On Tuesday, November 28, 2017, a set of thrusters aboard the Voyager 1 spacecraft successfully fired up for the first time since November 1980, after 37 years without use.
Voyager 1 is a space probe launched by NASA on September 5, 1977. Having operated for more than 40 years as of December 4, 2017, the spacecraft still communicates with the Deep Space Network to receive routine commands and return data. At a distance of 141 AUNotes 1 (2.11×1010 km), or approximately 13 billion miles (21 billion km) from the Sun as of November 22, 2017, it is NASA’s farthest and fastest spacecraft. It is also the only human-made object in interstellar space, within the environment between the stars.
Voyager 1 has already completed is primary mission (flybys of Jupiter, Saturn and Saturn’s large moon, Titan), on November 20, 1980, with the flyby of Saturn. On August 25, 2012, Voyager 1 became the first spacecraft to cross the heliopause and enter the interstellar medium.
The spacecraft relies on small devices called thrusters to orient itself so it can communicate with Earth. These thrusters fire in tiny pulses, or “puffs,”, like the ones you may have seen in the science-fiction movies and TV shows, which last mere milliseconds, to subtly rotate the spacecraft so that its antenna points at our planet.
Since 2014, engineers have noticed that the thrusters Voyager 1 has been using to orient the spacecraft, called “attitude control thrusters,” have been degrading. Over time, the thrusters require more puffs to give off the same amount of energy.

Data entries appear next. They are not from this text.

PR #4885, opened 2025-12-15
test(nav): make the nav test zoneless

jnizet:

On top of #4884
ref #4879


quentinderoubaix (commented):
just one minor comment @jnizet
lgtm otherwise

quentinderoubaix:
@jnizet noticed the flakiness too, we might need to investigate deeply at one point

PR #4886, opened 2025-12-15
test: split zone and zoneless configs

quentinderoubaix:


package.json
```diff
@@ -26,7 +26,7 @@
     "e2e-app:lint": "ng lint e2e-app",
     "ngb:static": "ts-node --project misc/tsconfig.json misc/copy-static-files.ts",
     "ngb:lint": "ng lint ng-bootstrap",
-    "ngb:test": "ng test -c other-browsers && ng test ng-bootstrap --coverage",
+    "ngb:test": "ng test -c other-browsers && ng test -c zone-other-browsers && ng test -c zone && ng test ng-bootstrap --coverage",
```
jnizet: We should probably add a `--watch=false` option on each command here, otherwise, when running locally, only the first command is being run.

And it's useful to test locally. BTW, the developer doc recommends running `yarn ci` locally before submitting a PR.

jnizet (changes requested):

package.json
quentinderoubaix: indeed, I tend to run `CI=true ng test` or `CI=true yarn ci` locally, as it's the actual ci behavior (and fwks like vitest use that environment variable to log less and change some configs) but this is not documented anywhere

updated the PR to add `--watch=false` in that command, simpler for everyone

jnizet (approved):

It’s impossible to fix them or re-tune them, so the Voyager team assembled a group of propulsion experts at NASA’s Jet Propulsion Laboratory, Pasadena, California, to study the problem. Chris Jones, Robert Shotwell, Carl Guernsey and Todd Barber analyzed options and predicted how the spacecraft would respond in different scenarios. They agreed on an unusual solution: Try giving the job of orientation to a set of thrusters that had been asleep for 37 years.
In the early days of the mission, Voyager 1 flew by Jupiter, Saturn, and important moons of each. To accurately fly by and point the spacecraft’s instruments at a smorgasbord of targets, engineers used “trajectory correction maneuver,” or TCM, thrusters that are identical in size and functionality to the attitude control thrusters, and are located on the back side of the spacecraft. But because Voyager 1’s last planetary encounter was Saturn, the Voyager team hadn’t needed to use the TCM thrusters since November 8, 1980. Back then, the TCM thrusters were used in a more continuous firing mode; they had never been used in the brief bursts necessary to orient the spacecraft.
All of Voyager’s thrusters were developed by Aerojet Rocketdyne. The same kind of thruster, called the MR-103, flew on other NASA spacecraft as well, such as Cassini and Dawn.
On Tuesday, Nov. 28, 2017, Voyager engineers fired up the four TCM thrusters for the first time in 37 years and tested their ability to orient the spacecraft using 10-millisecond pulses. The team waited eagerly as the test results traveled through space, taking 19 hours and 35 minutes to reach an antenna in Goldstone, California, that is part of NASA’s Deep Space Network.
On Wednesday, Nov. 29, the team learned that the TCM thrusters worked perfectly — and just as well as the attitude control thrusters.
The mission team will probably do a similar TCM test on Voyager 1’s twin spacecraft, Voyager 2 at some point, but that spacecraft’s attitude-control thrusters are in better shape than those of Voyager 1. The Voyager 2 probe had been launched two weeks earlier, on August 20, 1977. Despite being launched later, Voyager 1 reached both Jupiter and Saturn sooner, following a shorter trajectory. Voyager 2 is also on course to enter interstellar space, likely within the next few years.
Voyager 1’s extended mission is expected to continue until around 2025 when its radioisotope thermoelectric generators will no longer supply enough electric power to operate its scientific instruments.
In 1990, Voyager 1, took a photo of planet Earth from a record distance of about 6 billion kilometers (3.7 billion miles, 40 AU) from Earth. The photo known as the Pale Blue Dot.
- An Astronomical Unit (AU) is the average distance between Earth and the Sun, which is about 93 million miles or 150 million kilometers.